Tengo el corazón palpitando,
no puedo seguir en silencio.
He oído el sonido de la trompeta,
el alarido que preludia la guerra;

8:18 Me siento abrumado de dolor,
tengo enfermo el corazón,
al oír los gritos de mi pueblo
desde una tierra lejana:

21 Los destrozos en la capital
me tienen del todo destrozado,
ando entristecido, presa del espanto.

20:7 Me sedujiste, Señor, y quedé seducido;
me agarraste con fuerza y me sometiste.
Yo era objeto de mofa todo el día,
todo el mundo se burlaba de mí.
8 Cuando hablo, tengo que gritar
anunciando violencia y destrucción;
la palabra del Señor me servía
de insulto y burla todo el día.
9 Me decía: No me acordaré más de él,
no hablaré más en su nombre.
Pero algo ardía en mi corazón como fuego,
algo ardiente encerrado en mis huesos,
que trataba inútilmente de apagar.

Jeremías también cuestiona la justicia de Dios (12:1-4). Cuestiona la integridad de Dios (15:18).
15:18 ¿Por qué dura tanto mi dolor
y mi herida se vuelve incurable,
imposible de sanar?
Te me has vuelto cauce engañoso,
cuyas aguas son inconstantes.

Quien no quiera sufrir… ¡que no ame!

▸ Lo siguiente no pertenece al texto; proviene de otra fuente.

PR #1055, opened 2024-01-20
fix: Make footer sticky

rschristian:
I have a taller browser than most (1440p), but this can also be seen on mobile on a few pages.

Before            |  After
Before PR | After PR


marvinhagemeister (approved):
Good catch!

PR #1057, opened 2024-01-21
fix: Correct background colors on tutorial & guide pages

### LINKED ISSUE #1056: Page background changes color depending on sidebar
Reminder for myself:

[Getting Started](https://preactjs.com/guide/v10/getting-started/): #1a1a1a
[Blog](https://preactjs.com/blog): #242424

https://github.com/preactjs/preact-www/blob/2f102c94f053e860a27bef295e970cf8ae67dd6d/src/components/controllers/page/style.module.css#L117

Darker looks better & has higher contrast. Should just switch to it everywhere.

Edit: Hm, darker does result in the footer blending in quite a bit though.

rschristian:
Closes #1056 

Most obviously seen by going to the [the blog](https://preactjs.com/blog) with a dark mode preference and then navigating to the guide via the header. Light mode also has a difference but it's much smaller and therefore not as obvious.

I'm guessing this was a bug from building out the sidebar on mobile, accidentally always applying the background color to the guide. Tutorial simply copied this coloring.

That being said, either color looks great, could go either way with it.


src/components/controllers/tutorial/style.module.css
```diff
@@ -393,10 +390,5 @@
 }
 
 .output {
-	color: #444;
 	height: 100%;
-
-	h1 {
-		color: #444;
-	}
```
rschristian, line 401: Should be entirely unused, as we load the iframe as a child of `.output` here. Spotted when playing around with the colors.

marvinhagemeister (approved):

PR #1058, opened 2024-01-21
refactor: Reduce content tearing

rschristian:
This addresses a couple different tearing issues:

- When switching to larger pages, you can sometimes spot the title and content tearing due to the title being extracted and rendered separately from the rest of the content. This is occasional, usually only on larger pages, but this set up feels a fair bit simpler anyhow? Please correct me if I'm missing context, I couldn't really figure out why the title was extracted out in the first place by looking through the blame (besides maybe styling? but that's an easy fix).
- When switching from the home page to one with an "Edit this page" button, that would usually appear considerably before the home page's content got swapped out, due to `content-region` using the route name (which updates immediately) rather than the current shown content's name. Simple fix, switch to current content name to keep the edit button in sync with page content.
  - This is really bad at the moment due to my changes in #1054, didn't catch it. Going from the home page to say the blog shows a black bar underneath the header **really** early.

If you're comparing this PR to live, there's a slight reduction in spacing below the header (regardless of whether there's a page title or not) as the blog meta data (authors & translated by) was always present and creating a bit of padding, even if it had no text content outside of blog articles. The home page's spacing is also slightly off due to it having 4 `<h1>`'s, which it probably shouldn't (will fix separately soon-ish). Both are very minor shifts.

Content diff is a bit busy, but all that was done was adding headers in the markdown content for the 'We Are Using' page and blog posts, and removing the now unused `show_title` value in the frontmatter.


src/components/controllers/page/style.module.css
```diff
@@ -7,6 +7,14 @@
 		margin-bottom: 4rem;
 	}
 
+	content-region:not([name='index']) :global(.markup) {
+		margin-top: 2.5rem;
```
rschristian, line 11: TODO: This unfortunately causes a black bar to appear beneath the header before the rest of the page switches -- `content-region` updates near immediately, while the actual content takes a bit to load. Will need to rethink.

This already exists somewhat but the change here exacerbates it.

marvinhagemeister (approved):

Quien no quiera sufrir… ¡que no hable en nombre de Dios!

Sufriendo CON Dios
De una manera verdaderamente misteriosa el llamado profético es a comunicar el mensaje de Dios no sólo en palabra sino en verdadera encarnación.

Los profetas se identifican de tal manera con Dios en su tarea que sienten como Él. Todo su ser se compunge y se duele ante lo que mueve y aqueja el “corazón de Dios.” La identificación es tan plena en ocasiones que, como veremos más adelante, a veces el discurso profético que comienza en tercera persona termina en primera y viceversa. Por momentos es difícil identificar si habla Dios o el profeta.

Podemos reaccionar diciendo: ¡”Qué bien!”; ¡Qué privilegio!”

Pero primero imaginémonos el dolor y la tensión que esto puede representar en una vida humana, frágil y efímera. El profeta, para cumplir su tarea, tiene no sólo que sufrir por Dios. También sufre con El.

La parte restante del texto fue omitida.